Subject: hooks for line-splitting
Date: Tue, 02 Sep 2014 12:13:47 -0400
To: bug-PDF-API2 [...] rt.cpan.org
From: Phil M Perry
PDF::API2 v2.022 Perl 5.16.3 Windows 7 severity: Wishlist
Content.pm's text_fill_*() methods can currently only split a line at a space (x20) character. It would be good to be able to properly hyphenate words, to better fill a line. It's easy enough to split at camelCase, internal non-letters (hard hyphens, digits, punctuation), and at soft hyphens (­). It's fairly involved to properly split complete words, and different languages have different rules. I think that the first three cases could be implemented in the text_fill_*() methods, but we might have to pass control to a user-supplied routine for splitting of complete words.
#
Mon May 04 00:09:59 2015 steve [...] deefs.net - Correspondence added
econtrario contributed a patch to implement part of this a few months ago:
https://bitbucket.org/ssimms/pdfapi2/pull-request/2/_text_fill_line-with-space-hyphen-and-soft/diff[This repository has disappeared. Perhaps it's somewhere on GitHub now? -- Mod.]It needs some tests to be added.
#
Mon May 04 00:10:00 2015 The RT System itself - Status changed from 'new' to 'open'
#
Subject: Re: [rt.cpan.org #98548] hooks for line-splitting
Date: Mon, 4 May 2015 16:10:44 -0400
To: bug-PDF-API2 [...] rt.cpan.org
From: Phil M Perry
Steve,
I'm a bit concerned that the new code is using hard-coded single byte encoding for SHY and (?) xC2. xAD is SHY in Latin-1, but xC2 appears to be Â, so I'm not sure what encoding this is. At any rate, before committing any new non-ASCII character handling code, I think we should decide how we want to handle various encodings. Splitting words will require knowing if we're in the middle of a single multibyte character.
#
Subject: [rt.cpan.org #98548]
Date: Sun, 24 Jan 2016 16:40:58 -0500
To: bug-PDF-API2 [...] rt.cpan.org
From: Phil M Perry
Ah, I see I misread the code. It's apparently not two Latin-1 characters xC2 and xAD (one of which is SHY), but a UTF-8 representation of a SHY. A few comment lines in the code would have helped. Anyway, we still have the issue of what character encoding we're working in -- can we count on one particular encoding, or should we be able to handle a variety of encodings?
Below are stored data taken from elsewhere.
PR #610, opened 2024-03-04
chore(tree-wide): remove non-catwalk images

uncenter:
As discussed in Discord, hopefully will fix our Git LFS bandwidth issue.


BlankParticle (approved):

justTOBBI (approved):
Lgtm!

sgoudham:
To add extra context to this PR. 

We're starting to run out of git-lfs bandwidth from the assets on this repository:
image

I briefly looked into the "data packs" that GitHub offer to increase this limit, and it looks like you can only increase storage and bandwidth **at the same time**. One data pack is 5$ per month and would bump us to 50GB storage and 50GB bandwidth.

While we do have the money to fund this, I'm not comfortable with spending OC money on this and feel like it would be a waste of money (compared to purchasing domains, mail server, etc)

@isabelroses raised a good point that most people, probably, dont bother viewing the individual image previews so removing them here makes the most sense right now. I suppose we'll have this discussion again if/when the bandwidth runs out from just the `catwalk` images.

uncenter:
> I suppose we'll have this discussion again if/when the bandwidth runs out from just the `catwalk` images.

I think we'd have to get something like 3 times as much traffic as we do now to pass the 1GB bandwidth threshold with only the `preview.webp` images.

Tnixc:
Is there a reason the images must be hosted on github? There's plenty of free image hosts out there. Not sure if we discussed this before.

uncenter:
> Is there a reason the images must be hosted on github?

Hosting in GitHub makes it easier to maintain and contribute to IMO.

> There's plenty of free image hosts out there.

Any suggestions/ideas/examples of those?

sgoudham:
> Is there a reason the images must be hosted on github? There's plenty of free image hosts out there. Not sure if we discussed this before.

Personally, I followed the template at the beginning without necessarily thinking about the scale in which this repository might grow into. I think just having the catwalk image is fine instead of needing the 4 individual image previews for each folder in this repository (and/or needlessly investing into an image hosting service)

Tnixc:
Yeah that makes sense

isabelroses (commented):
Why not flatten the directories a bit by having the preview in the same dir as the readme and theme.

isabelroses (changes requested):
Please also update the template.

TheMemeSniper (approved):

Tnixc (approved):

uncenter:
> Please also update the template.

What do you mean "the template"?

uncenter:
> Why not flatten the directories a bit by having the preview in the same dir as the readme and theme.

Isn't it assets/preview.webp in catppuccin/template or similar?

RoootTheFox (approved):

isabelroses:
> > Please also update the template.
> 
> What do you mean "the template"?

Currently the template also has the old previews too. i.e. mocha.webp

isabelroses:
> > Why not flatten the directories a bit by having the preview in the same dir as the readme and theme.
> 
> Isn't it assets/preview.webp in catppuccin/template or similar? I guess we could? I'll leave it up to you/Hammy.

It is like that in catppuccin/template. But since we are moving away from that template here, I don't see why we can't flatten the directories out.

sgoudham:
> hy not flatten the directories a bit by having the preview in the same dir as the readme and theme.

I like this, since `assets/preview.webp` doesn't really give any further meaning than just having a `preview.webp` in the same directory as the other files.

uncenter:
> > > Please also update the template.
> > 
> > 
> > What do you mean "the template"?
> 
> Currently the [template](https://github.com/catppuccin/userstyles/tree/main/template/assets?rgh-link-date=2024-03-04T13%3A35%3A01Z) also has the old previews too. i.e. mocha.webp

Ah I didn't even realize the template had preview images... what are they even screenshots of lol??

isabelroses (approved):

PR #642, opened 2024-03-08
ci(lint-build): ignore `docs/` folder

isabelroses:
Goals:
- Save some gha run minutes

### DIFF
--- a/.github/workflows/generate-format.yml
+++ b/.github/workflows/generate-format.yml
@@ -4,6 +4,10 @@ on:
   workflow_dispatch:
   push:
     branches: [main]
+    paths:
+      - "styles/**/*"
+      - "scripts/generate/*.ts"
+      - "scripts/userstyles.yml"
 
 env:
   HAS_USERSTYLES_TOKEN: ${{ secrets.USERSTYLES_TOKEN != '' }}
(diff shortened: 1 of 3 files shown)


.github/workflows/generate-format.yml
```diff
@@ -4,6 +4,10 @@ on:
   workflow_dispatch:
   push:
     branches: [main]
+    paths:
+      - "styles/**/*"
+      - "scripts/generate/*.ts"
```
uncenter, line 9: This should be any file in the `scripts/generate` directory right? This doesn't include the templates, for instance.

.github/workflows/lint-build.yml
```diff
@@ -3,8 +3,14 @@ name: Lint & Build
...
   workflow_dispatch:
   pull_request:
+    paths:
+      - "**/*.user.css"
+      - "**/*.ts"
   push:
     branches: [main]
+    paths:
+      - "**/*.user.css"
+      - "**/*.ts"
```
uncenter, line 13: When the `userstyles.yml` file changes this should run as well? IIRC it lints that too?

uncenter (changes requested):

uncenter (approved):

sgoudham (approved):
I thought more about it and I realised that what I wanted was to just ignore the docs folder for the lint-build action.

I think its going to get annoying in the future if we keep adding specific paths

PR #603, opened 2024-03-03
feat(tabnews): init

Guaxinim5573:
## 🎉 Theme for [TabNews](https://tabnews.com.br) 🎉

[TabNews.com.br](https://tabnews.com.br) is a website focused around the community of the Brazil's tech field, aimed at debates and exchange of knowledge through publications and comments created by the users themselves.

<details><summary>Latte</summary></details>
<details><summary>Frappe</summary></details>
<details><summary>Macchiato</summary></details>
<details><summary>Mocha</summary></details>

## 🗒 Checklist 🗒

- [x] I have read and followed Catppuccin's [submission guidelines](https://github.com/catppuccin/userstyles/blob/main/docs/userstyle-creation.md).
- [x] I have made a new directory underneath `/styles/<name-of-website>` containing the contents of the [`/template`](https://github.com/catppuccin/userstyles/blob/main/template/) directory.
  - [x] I have ensured that the new directory is in **lower-kebab-case**.
  - [x] I have followed the template and kept the preprocessor as [LESS](https://lesscss.org/#overview).
- [x] I have made sure to update the
      [`userstyles.yml`](https://github.com/catppuccin/userstyles/blob/main/scripts/userstyles.yml)
      file with information about the new userstyle.
- [x] I have included the following files:
  - `catppuccin.user.css` - all the CSS for the userstyle, based on the
    template.
  - `assets/mocha.webp`, `assets/macchiato.webp`, `assets/frappe.webp` and
    `assets/latte.webp` - individual screenshots of the themed website, in all 4
    Catppuccin flavors.
  - `catwalk.webp` - image of all individual screenshots stitched together,
    generated via [Catwalk](https://github.com/catppuccin/toolbox/tree/main/catwalk#readme).

PR #664, opened 2024-03-12
chore(tabnews): assorted updates

Guaxinim5573:
Continuation of #603 and some fixes.


isabelroses:
Hey, thanks for the updated PR with the changes made from before, we currently have removed all the previews, and moved the assets/catwalk.webp to preview.webp.

isabelroses (commented):
Can you update the version number, then you should be good to go.

isabelroses (approved):

PR #741, opened 2024-04-02
fix(github): danger buttons, notifications bug

uncenter:
## 🔧 What does this fix? 🔧

Themes danger buttons properly, fixes a bug with unread notifications on latte.

## 🗒 Checklist 🗒


isabelroses:
I think that following gh itself, the default icon color should be text and on hover the background color as accent should be less faded.

isabelroses (approved):

PR #771, opened 2024-04-06
fix(youtube): hide weird canvas behind video player

uncenter:
## 🔧 What does this fix? 🔧

| Unthemed | Before | After |
| --- | --- | --- |
| image | image | image

## 🗒 Checklist 🗒


isabelroses:
Thats not something that needs to be fixed, that is the applications ambient mode. Which has an in app toggle. We apply
`#cinamatic { mix-blend-mode: lighten; }` so that it is still themed unless the user wants to remove that "canvas" via the toggle.

isabelroses:
Also we can improve the ambient mode by removing 
https://github.com/catppuccin/userstyles/blob/11389caaad0daa08906d205fca778b2520f1c5d1/styles/youtube/catppuccin.user.css#L396

PR #774, opened 2024-04-07
docs(README): link to `userstylesyml.md` for maintainer requests

sgoudham:
I don't think you can do relative markdown links with anchors in other files, happy to change it if you can.

I've followed the link format widely seen in [GitHub's documentation](https://docs.github.com/en/repositories/creating-and-managing-repositories/cloning-a-repository#troubleshooting-cloning-errors).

Many, if not all, the font sets supplied for PDF appear to be in something close to Windows-1252 (more or less Latin-1), so can we even work with UTF-8 text? Before we embark on changes hard coded for one encoding or another, let's be clear what character encodings are even possible to use.
#
Wed Feb 17 16:49:59 2016 steve [...] deefs.net - Correspondence added
Given encoding issues and the complications of implementing hyphenation rules for multiple languages, this is something that's better left to an add-on module.
#
Wed Feb 17 16:50:00 2016 steve [...] deefs.net - Status changed from 'open' to 'rejected'
#
Subject: [rt.cpan.org #98548]
Date: Thu, 18 Feb 2016 15:34:39 -0500
To: bug-PDF-API2 [...] rt.cpan.org
From: Phil M Perry
True, but should we think about building in some simple word splitting scenarios? I would really like to split words after hyphens, but beyond that, it could get messy with non-ASCII characters. You don't want arbitrary (non-language sensitive) word splitting between accented Latin characters and ASCII letters, without being fully aware of the encoding used. You also don't want to end up accidentally splitting within a UTF-8 multibyte character. Em and en dashes, non-breaking spaces, soft hyphens, and various thickness space characters will depend on the encoding. ASCII characters and text are easy enough, but what to do about anything not ASCII? Perhaps allow splitting only between ASCII characters (0xxxxxxx byte) for now? It should be safe for multibyte UTF-8 characters, as all bytes for non-ASCII start with a 1 bit (1xxxxxxx). I think we could safely break between ASCII characters for hyphen and other non-letters in the range x21..x7E, and letters (letter to non-letter, or non-letter to letter transition, as well as lower-to-upper and upper-to-lower camelCase). Would that be useful? A dummy hook might be put in for future calling of user-supplied hyphenation routines for various encodings and languages, or just mark the spot in the code for now. For English, at least, a minimum of two characters must be left on each line, and be careful about not splitting something like O'Mallory into O'-Mallory, or thinking Ma is camelCase and splitting it O'M-allory.
I'd sure like to get some other people participating in this discussion, to get some more viewpoints and algorithm experience. Perhaps we should just go ahead with starting the add-on module with the above simple algorithm, and flesh it out over time?